The blue mare had adopted Sarah from the start. Now, trailed by her horse colt, he of the wolf and blizzard-heralded birth, the mare galloped across the hollow, seemingly riderless. But looks can often be deceiving, unless one looks closely, at which point the attentive observer would see a leather-clad heel hooked behind the saddle cantle, a handful of fingers tangled in the mare's mane and the flash of low-lying sunset sun on blued steel beneath the pumping neck. A string of targets, mounted atop sticks of varying lengths, vanished in thunder and powder smoke as the mare flashed past.

When her pistol was empty, Sarah flung herself back atop the mare, laughing with the sheer glory of youth, horsepower and gunsmoke in the red light of the late day sun. Using only her knees the girl turned the mare on her haunches and thundered back toward where Fannie and Charlie waited, colt frolicking and kicking up its heels as it raced through the hail of clods kicked up by its dam's flashing hooves. As Sarah drew the blue mare to a skidding halt, "sticking her tail in the dirt" as the saying goes, the colt did the same, then reared on its hind feet and pawed the air, the juvenile bugle of a stallion-to-be squealing from its throat.

"That little varmint's the spitting image of Jacob's Apple horse," Charlie laughed.
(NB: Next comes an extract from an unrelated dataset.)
PR #1314, opened 2022-10-16
Suppress a pylint warning in Github Checks

joerick:


henryiii (approved):
I've been meaning to do this, thanks!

As if in answer, the colt tossed its head and reared again before coming back to earth and racing toward where its compatriots where alternately grazing and playing.

Sarah swung her leg across the mare's neck and dropped to the ground, reaching into the pocket of her shirt for a lump of coarse brown sugar which she held out on her open palm for the mare to lip up. "I got them all this time!" she declared proudly.

"That you did, and in jig time," Fannie answered. "You're improving rapidly!" Sarah beamed. "But now," Sarah's smile dimmed somewhat at Fannie's tone, "You've got a horse to tend to and guns to clean." She smiled at the rueful look on the girl's face. "If you play, you've got to pay, you know. Unsaddle the mare, turn her out, and come to the house. I believe somebody took the time to make some cookies this afternoon." She gave her husband a mischievous grin. "He doesn't cook very often, but when he does..."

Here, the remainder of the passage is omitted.